LSM was developed in South Africa by a foundation called South African Audience Research Foundation, SAARF.  It is a survey of assets held by households at the time of the census targeting high worth people for consumer good manufacturers.

 Needless to say LSM is a good example of a wrong policy tool as it ignores various variables employed in economic policy research. It relies on snapshots of wealth and income distribution at a given point ignoring changes that happen over time.  It also ignores completely the causes of changes in wealth and income distribution. It paints a picture of a caste system where one would remain stuck in in the same strata for life. According to LSM, the tool used in this study, being in the middle class is an event, not a process.

 This is in sharp contrast to a 2012 report by African Development Bank which established that there was significant mobility of the middle class to the upper class (rich) in the last two decades.  The AfDB report titled “The making of Middle class in Africa” found very little evidence of slipping back to poverty in Africa.  This is to say that robust growth has created employment and other income generating opportunities enabling the previously poor people to transit into lower middle income groups. This study presumes that being in the middle class is a process, with intercepts, mobility and further mobility.

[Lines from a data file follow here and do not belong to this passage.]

PR #1349, opened 2025-01-05
Configure Buffer pools for Jetty

wendigo:
This circumvents https://github.com/jetty/jetty.project/issues/12670

### DIFF
--- a/http-client/src/main/java/io/airlift/http/client/HttpClientConfig.java
+++ b/http-client/src/main/java/io/airlift/http/client/HttpClientConfig.java
@@ -15,6 +15,7 @@
  */
 package io.airlift.http.client;
 
+import com.google.common.annotations.VisibleForTesting;
 import com.google.common.base.Splitter;
 import com.google.common.collect.ImmutableList;
 import com.google.common.net.HostAndPort;
@@ -74,6 +75,12 @@ public class HttpClientConfig
     private DataSize maxContentLength = DataSize.of(16, MEGABYTE);
     private DataSize requestBufferSize = DataSize.of(4, KILOBYTE);
     private DataSize responseBufferSize = DataSize.of(16, KILOBYTE);
+    private DataSize maxHeapMemory = max(
+            DataSize.ofBytes(Runtime.getRuntime().maxMemory() / 8),
+            DataSize.of(16, MEGABYTE));
+    private DataSize maxDirectMemory = max(
+            DataSize.ofBytes(Runtime.getRuntime().maxMemory() / 8),
+            DataSize.of(16, MEGABYTE));
     private HostAndPort socksProxy;
     private HostAndPort httpProxy;
     private boolean secureProxy;
@@ -266,6 +273,32 @@ public class HttpClientConfig
     public HttpClientConfig setResponseBufferSize(DataSize responseBufferSize)
     {
         this.responseBufferSize = responseBufferSize;
+        return this;
+    }
+
+    @MinDataSize("16MB")
+    public DataSize getMaxHeapMemory()
+    {
+        return maxHeapMemory;
+    }
+
+    @Config("http-client.max-heap-memory")
+    public HttpClientConfig setMaxHeapMemory(DataSize maxHeapMemory)
+    {
+        this.maxHeapMemory = maxHeapMemory;
+        return this;
+    }
+
+    @MinDataSize("16MB")
+    public DataSize getMaxDirectMemory()
+    {
+        return maxDirectMemory;
+    }
+
+    @Config("http-client.max-direct-memory")
+    public HttpClientConfig setMaxDirectMemory(DataSize maxDirectMemory)
+    {
+        this.maxDirectMemory = maxDirectMemory;
         return this;
     }
 
@@ -717,5 +750,14 @@ public class HttpClientConfig
             throw new ConfigurationException(ImmutableList.of(
                     new Message("http-client.http-proxy.secure can be enabled only when http-client.http-proxy is set")));
         }
+    }
+
+    @VisibleForTesting
+    static DataSize max(DataSize value, DataSize value2)
+    {
+        if (value.compareTo(value2) < 0) {
+            return value2;
+        }
+        return value;
     }
 }
--- a/http-client/src/main/java/io/airlift/http/client/jetty/BufferingResponseListener.java
+++ b/http-client/src/main/java/io/airlift/http/client/jetty/BufferingResponseListener.java
@@ -15,6 +15,7 @@ import java.nio.ByteBuffer;
 import java.nio.charset.Charset;
 import java.nio.charset.StandardCharsets;
 import java.util.Locale;
+import java.util.Optional;
 
 import static java.util.Objects.requireNonNull;
 
@@ -134,11 +135,8 @@ public abstract class BufferingResponseListener
      */
     public String getContentAsString()
     {
-        String encoding = this.encoding;
-        if (encoding == null) {
-            return getContentAsString(StandardCharsets.UTF_8);
-        }
-        return getContentAsString(encoding);
+        return getContentAsString(Optional.ofNullable(encoding)
+                .orElse(StandardCharsets.UTF_8.name()));
     }
 
     /**
@@ -148,11 +146,7 @@ public abstract class BufferingResponseListener
      */
     public String getContentAsString(String encoding)
     {
-        if (buffer.getLength() == 0) {
-            return null;
-        }
-        ByteBuffer output = buffer.takeByteBuffer(); // Releases a buffer
-        return new String(output.array(), 0, output.remaining(), Charset.forName(encoding));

The findings of this study which used the asset wealth status supports the findings of previous reports by the same institution using the consumption expenditure approach. The 2011 market briefing by AFDB, estimated the size of the Africa middle class to be 320 million people in 2011. The study, The Middle of the Pyramid: Dynamics of the middle class in Africa defines the middle class to be those between the 20th and the 80th percentile broken into three subclasses.  These are: floating class whose per capita consumption expenditure is between $2-$4; the lower middle $4-$10 and the upper Middle $10-$20. The rich are defined as those whose consumption expenditure per capita is $20 and over.

 It admits that the “floating class” comprising an estimated 194 million people was the largest sub-class. This class is vulnerable to exogenous factors, says the report.  Exogenous factors would include, economic slowdown, disruptions due to violence for instance and bad governance.  These have been few and far between. Consequently, owing to upward mobility, the few in this class have shrunk into poverty, if anything many have transited into higher levels.

Apart from the AFDB reports, other findings also put question the Stanbic Report. For instance Bloomberg in a recent review of Africa quoting various sources paints a rosy picture.  It shows a continent characterized by; robust economic growth, dominated by young people with a rising incomes which translates into huge and growing market for consumer goods including electronics, beverages, motor vehicles etc.

Such reports are in tandem with the World Bank’s report which credits Africa’s robust growth to strong domestic demand.  Last year, Sub-Saharan Africa’s GDP, excluding South Africa grew by 6 per cent. However, when the sluggish South Africa economy is included, GDP grew by 4.7 per cent says the World Bank’s Global Economic Prospects.

In the telecommunications, Africa is billed as the largest market for mobile phone handsets in the world. The continent also boasts high cell phone penetration rates. In east Africa for example mobile penetration has surpassed 60 per cent. In Kenya it is 78 per cent, in Tanzania it hovering around 65 per cent while Uganda has surpassed the 50 percent mark. These are indicators of a prosperous society.

 Other observed evidence also disputes the findings of Misunderstanding Africa. Traffic jams on our roads suggest a growing population of motor vehicles. Motor vehicles are purchased by a prosperous society.

 Two more issue with the Understand the African middle class report. It places no premium on education as an asset. The world over Middle class is defined as people with a tertiary education among other assets.

 And finally, its sample size was extremely large, 110 households in 11 countries. LSM is basically a survey of assets; did the researchers survey all households?